**EXERCISE INSTRUCTIONS**.
With nothing added or dropped, output every record below exactly.

*** Opening INPUT DATA ***

PR #281, opened 2021-07-05
Optimize SEO for docs

winkerVSbecks:
### What I did

1. No index the documentation for all frameworks except React
2. Index the documentation homepage for all frameworks (eg: so storybook vue” takes you to that page)

@shilman at one point we were generating the React URL as the canonical  link for all docs pages. Like so:

```
<link rel="canonical" href={`${homepageUrl}${buildPathWithFramework(slug, 'react')}/`} />
```

I think the `robots.txt` approach is cleaner since that won't tag the framework specific documentation homepage with the React canonical url.

### DIFF
--- a/src/components/layout/DocsLayout.js
+++ b/src/components/layout/DocsLayout.js
@@ -183,11 +183,18 @@ function DocsLayout({ children, data, pageContext, ...props }) {
     as: 'span',
   };
 
+  // The React specific docs are treated as canonical except for the
+  // docs home page for all other frameworks.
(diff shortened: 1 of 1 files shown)


domyen:
After discussion, the strawman is now to preserve the `rel="canonical"` tag for all docs page BUT the first docs page for a given framework.

That way existing links to pages on non-react frameworks get transferred up to the react-specific page for SEO purposes.

shilman (approved):
LGTM!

*** Closing INPUT DATA ***

**SOLUTION BELOW**.
PR #281, opened 2021-07-05
Optimize SEO for docs

winkerVSbecks:
### What I did

1. No index the documentation for all frameworks except React
2. Index the documentation homepage for all frameworks (eg: so storybook vue” takes you to that page)

@shilman at one point we were generating the React URL as the canonical  link for all docs pages. Like so:

```
<link rel="canonical" href={`${homepageUrl}${buildPathWithFramework(slug, 'react')}/`} />
```

I think the `robots.txt` approach is cleaner since that won't tag the framework specific documentation homepage with the React canonical url.

### DIFF
--- a/src/components/layout/DocsLayout.js
+++ b/src/components/layout/DocsLayout.js
@@ -183,11 +183,18 @@ function DocsLayout({ children, data, pageContext, ...props }) {
     as: 'span',
   };
 
+  // The React specific docs are treated as canonical except for the
+  // docs home page for all other frameworks.
(diff shortened: 1 of 1 files shown)


domyen:
After discussion, the strawman is now to preserve the `rel="canonical"` tag for all docs page BUT the first docs page for a given framework.

That way existing links to pages on non-react frameworks get transferred up to the react-specific page for SEO purposes.

shilman (approved):
LGTM!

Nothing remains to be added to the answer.